EXERCISE AIM.
Take the line containing "Thanks, @marekkopecky" and every line after it to the end of the data, and write them out exactly as they appear.

THE DATA.
____________
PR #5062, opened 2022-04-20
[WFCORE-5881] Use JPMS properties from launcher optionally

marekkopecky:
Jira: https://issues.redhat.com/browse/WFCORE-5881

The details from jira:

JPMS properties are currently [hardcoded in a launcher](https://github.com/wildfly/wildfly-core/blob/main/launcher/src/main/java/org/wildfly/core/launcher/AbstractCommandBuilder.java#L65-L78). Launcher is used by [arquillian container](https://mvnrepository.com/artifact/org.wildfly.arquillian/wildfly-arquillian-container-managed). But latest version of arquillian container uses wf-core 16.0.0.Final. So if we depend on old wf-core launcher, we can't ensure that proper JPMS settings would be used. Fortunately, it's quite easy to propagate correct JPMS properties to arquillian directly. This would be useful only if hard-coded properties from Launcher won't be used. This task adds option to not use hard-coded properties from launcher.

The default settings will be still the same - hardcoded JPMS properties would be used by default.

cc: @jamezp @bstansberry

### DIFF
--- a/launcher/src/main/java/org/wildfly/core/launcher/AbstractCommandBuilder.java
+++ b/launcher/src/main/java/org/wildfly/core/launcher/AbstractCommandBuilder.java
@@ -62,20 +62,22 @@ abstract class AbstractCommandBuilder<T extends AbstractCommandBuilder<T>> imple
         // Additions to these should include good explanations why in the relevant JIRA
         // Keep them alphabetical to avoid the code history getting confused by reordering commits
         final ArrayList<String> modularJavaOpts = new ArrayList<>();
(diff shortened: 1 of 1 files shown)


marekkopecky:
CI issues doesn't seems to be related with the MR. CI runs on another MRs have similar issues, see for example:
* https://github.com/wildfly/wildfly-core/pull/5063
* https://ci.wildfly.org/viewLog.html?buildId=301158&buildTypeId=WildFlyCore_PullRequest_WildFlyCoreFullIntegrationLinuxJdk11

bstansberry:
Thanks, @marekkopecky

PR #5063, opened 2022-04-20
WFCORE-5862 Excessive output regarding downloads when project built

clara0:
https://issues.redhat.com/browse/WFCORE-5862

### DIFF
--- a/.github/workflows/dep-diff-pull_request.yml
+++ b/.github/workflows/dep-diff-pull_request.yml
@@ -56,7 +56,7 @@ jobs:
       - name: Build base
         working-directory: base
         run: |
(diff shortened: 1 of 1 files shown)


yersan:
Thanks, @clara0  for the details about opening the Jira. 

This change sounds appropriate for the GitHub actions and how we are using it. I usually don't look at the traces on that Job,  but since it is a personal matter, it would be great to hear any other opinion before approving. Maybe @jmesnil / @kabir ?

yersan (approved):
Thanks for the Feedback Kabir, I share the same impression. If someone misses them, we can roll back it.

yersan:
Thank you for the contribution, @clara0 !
____________
TASK ANSWER.
Thanks, @marekkopecky

PR #5063, opened 2022-04-20
WFCORE-5862 Excessive output regarding downloads when project built

clara0:
https://issues.redhat.com/browse/WFCORE-5862

### DIFF
--- a/.github/workflows/dep-diff-pull_request.yml
+++ b/.github/workflows/dep-diff-pull_request.yml
@@ -56,7 +56,7 @@ jobs:
       - name: Build base
         working-directory: base
         run: |
(diff shortened: 1 of 1 files shown)


yersan:
Thanks, @clara0  for the details about opening the Jira. 

This change sounds appropriate for the GitHub actions and how we are using it. I usually don't look at the traces on that Job,  but since it is a personal matter, it would be great to hear any other opinion before approving. Maybe @jmesnil / @kabir ?

yersan (approved):
Thanks for the Feedback Kabir, I share the same impression. If someone misses them, we can roll back it.

yersan:
Thank you for the contribution, @clara0 !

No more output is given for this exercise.